**Work request**: From the entries below, copy out every line with "quay" in it.

**Record extracts**:
Issue #322, opened 2021-06-24
Bump to Operator SDK v1.9.0


jpkrohling:
Similar to #298, but for v1.9.0. Changelog: https://github.com/operator-framework/operator-sdk/releases/tag/v1.9.0

jpkrohling:
@owais, do you remember which commands you had to run to update the bundles in https://github.com/open-telemetry/opentelemetry-operator/pull/311 ?

owais:
IIRC, I only ran `make bundle` to generate the bundle.

I used the following to build a docker image from the bundle so I could test locally. 

```
 make bundle-build BUNDLE_IMG=quay.io/repo/image-name VERSION=0.27.0
```

VineethReddy02:
I am working on this!

PR #327, opened 2021-06-25
Bump operator-sdk to v1.9.0, change v0.27.0 tags to v0.28.0

VineethReddy02:
FIxes: #322 

Note: I tested the operator-sdk version bump by running the operator locally & created a sample CR.

### DIFF
--- a/bundle/manifests/opentelemetry-operator.clusterserviceversion.yaml
+++ b/bundle/manifests/opentelemetry-operator.clusterserviceversion.yaml
@@ -21,11 +21,11 @@ metadata:
     containerImage: quay.io/opentelemetry/opentelemetry-operator
     createdAt: "2020-12-16T13:37:00+00:00"
     description: Provides the OpenTelemetry components, including the Collector
-    operators.operatorframework.io/builder: operator-sdk-v1.8.0
+    operators.operatorframework.io/builder: operator-sdk-v1.9.0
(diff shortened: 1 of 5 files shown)


bundle/manifests/opentelemetry-operator.clusterserviceversion.yaml
```diff
@@ -297,15 +297,15 @@ spec:
...
+  version: 0.28.0
   webhookdefinitions:
   - admissionReviewVersions:
     - v1
     - v1beta1
     containerPort: 443
     deploymentName: opentelemetry-operator-controller-manager
     failurePolicy: Fail
-    generateName: vopentelemetrycollector.kb.io
+    generateName: vopentelemetrycollectorcreateupdate.kb.io
```
VineethReddy02, line 308: @jpkrohling I just realized I need to run `make bundle` after making a change to webhooks (missed these changes in previous PR). Usually, I run `make manifests container container-push deploy` as the manifests are generated and I test the deployed changes before I create the PR.

jpkrohling: In another PR, could you add a note about it in the contributing.md? Something like: "when the CRD changes, run ...". 

For the Jaeger Operator, we have a target that will fail the build in case `make generate` would yield changes, implying that the PR has changes that impact the auto-generated files. Perhaps we could have something like this here as well?

jpkrohling (approved):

**Reply to the task**:
 make bundle-build BUNDLE_IMG=quay.io/repo/image-name VERSION=0.27.0
     containerImage: quay.io/opentelemetry/opentelemetry-operator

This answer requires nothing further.